Jetzt ist die erste Hälfte allmählich unter Weltlingen geläufig geworden. Und obwohl dieser Körper, Māgandiya, Quell des Leidens ist, sagst du in Bezug auf diesen Körper: 'Dies ist jene Gesundheit, Meister Gotama, dies ist jenes Nirwāna.' Du besitzt nicht jene edle Schauung, Māgandiya, mit deren Hilfe du Gesundheit kennen und Nibbāna sehen könntest."

Der Buddha hielt dann noch einen Vortrag übr die Grundzüge des Dharma. Da bemerkte der Wanderasket, dass er bislang in der Tat nur nach Hörensagen gegangen war, der Buddha jedoch die Dinge richtig sah und lehrte, und so äußerte er:

"Ich habe folgendes Vertrauen in Meister Gotama. Meister Gotama ist fähig, mich das Dhamma auf eine Weise zu lehren, dass es mir möglich wird, Gesundheit zu kennen und Nirwāna zu sehen."

"Dann, Māgandiya, verkehre mit aufrechten Menschen. Wenn du mit aufrechten Menschen verkehrst, wirst du das wahre Dhamma hören. Wenn du das wahre Dhamma hörst, wirst du dem wahren Dhamma gemäß üben. Wenn du dem wahren Dhamma gemäß übst, wirst du für dich selbst wissen und sehen: 'Dieses sind Krankheiten; aber diese Krankheiten hören ohne Überbleibsel auf. Mit dem Aufhören meines Anhaftens ist das Aufhören von Werden; mit dem Aufhören von Werden ist das Aufhören von Geburt; mit dem Aufhören von Geburt hört Altern, Tod, Sorge, Klagen, Schmerz, Trauer und Verzweiflung auf. So ist das Aufhören dieser ganzen Masse von Dukkha.'"

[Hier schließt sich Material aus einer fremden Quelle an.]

PR #455, opened 2021-05-25
Fix loading when no action keywords present for a plugin in user plugin setting

### LINKED ISSUE #432: WebSearch 1.3.2 -  Action keywords collisions with default configurations
**To Reproduce**
1. Use portable version of Flow Launcher (this is optional, but helps with testing on a clean install)
2. Delete all of the default search entries like Wiki or Bing 
3. Close the app completely (optional)
4. Open the app  and try to add Bing back.

Note in this pic, Bing does not exist
image

When I tried to add Bing back (using my URL configuration), it alerted of name collision.  If I used "bing" instead of "b" it allows me to save.
image

Windows 10 64bit LTSC
image

WebSearch 1.3.2. 
Flow Launcher 1.7.2

**Flow Launcher Error Log** 

** ** NOTE** ** I cleared all logs file, reproduced the error, and copied the log file. There's no mention in the log of the action collision.

jjw24:
Web Searches plugin allows users to fully delete all search setting entries, resulting in a scenario where there could be empty action keyword. Current code when flow starts up and there are no action keywords present for the plugin, it switches to populating the action keywords from metadata (plugin.json). 

For Web Searches plugin, this causes a mismatch between the flow's setting plugin action keywords data (has action keywords because repopulated from metadata) and the action keywords in Web Searches plugin's own setting (has no action keywords because all deleted).

close #432 

also added tool tips to make functionality clearer

### DIFF
--- a/Flow.Launcher.Infrastructure/UserSettings/PluginSettings.cs
+++ b/Flow.Launcher.Infrastructure/UserSettings/PluginSettings.cs
@@ -30,6 +30,11 @@ namespace Flow.Launcher.Infrastructure.UserSettings
                         metadata.ActionKeywords = settings.ActionKeywords;
                         metadata.ActionKeyword = settings.ActionKeywords[0];
                     }
+                    else
+                    {
+                        metadata.ActionKeywords = new List<string>();
+                        metadata.ActionKeyword = string.Empty;
+                    }
                     metadata.Disabled = settings.Disabled;
                     metadata.Priority = settings.Priority;
                 }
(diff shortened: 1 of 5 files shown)


Flow.Launcher.Infrastructure/UserSettings/PluginSettings.cs
```diff
@@ -30,6 +30,11 @@ public void UpdatePluginSettings(List<PluginMetadata> metadatas)
                         metadata.ActionKeywords = settings.ActionKeywords;
                         metadata.ActionKeyword = settings.ActionKeywords[0];
                     }
+                    else
+                    {
+                        metadata.ActionKeywords = new List<string>();
+                        metadata.ActionKeyword = string.Empty;
```
taooceros, line 36: won't this causing "" be used as action keyword?

taooceros: Oh I check the code for adding actionkeyword, only actionkeywords will be access.

taooceros (approved):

26. Nach diesen Worten sagte der Wanderasket Māgandiya: "Großartig, Meister Gotama! Großartig, Meister Gotama! Das Dhamma ist von Meister Gotama auf vielfältige Weise klar gemacht worden, so als ob er Umgestürztes aufgerichtet, Verborgenes enthüllt, einem Verirrten den Weg gezeigt oder in der Dunkelheit eine Lampe gehalten hätte, damit die Sehenden die Dinge erkennen können. Ich nehme Zuflucht zu Meister Gotama, zum Dhamma und zur Sangha der Bhikkhus. Ich würde gerne unter dem Erhabenen in die Hauslosigkeit ziehen, ich würde gerne die Ordination erhalten."

Und so wurde der Wanderasket Māgandiya nach der üblichen Probezeit ordiniert. Er praktizierte ernsthaft und wurde so zu einem weiteren Heiligen, einem Arahant, er erreichte endgültiges Nirwāna.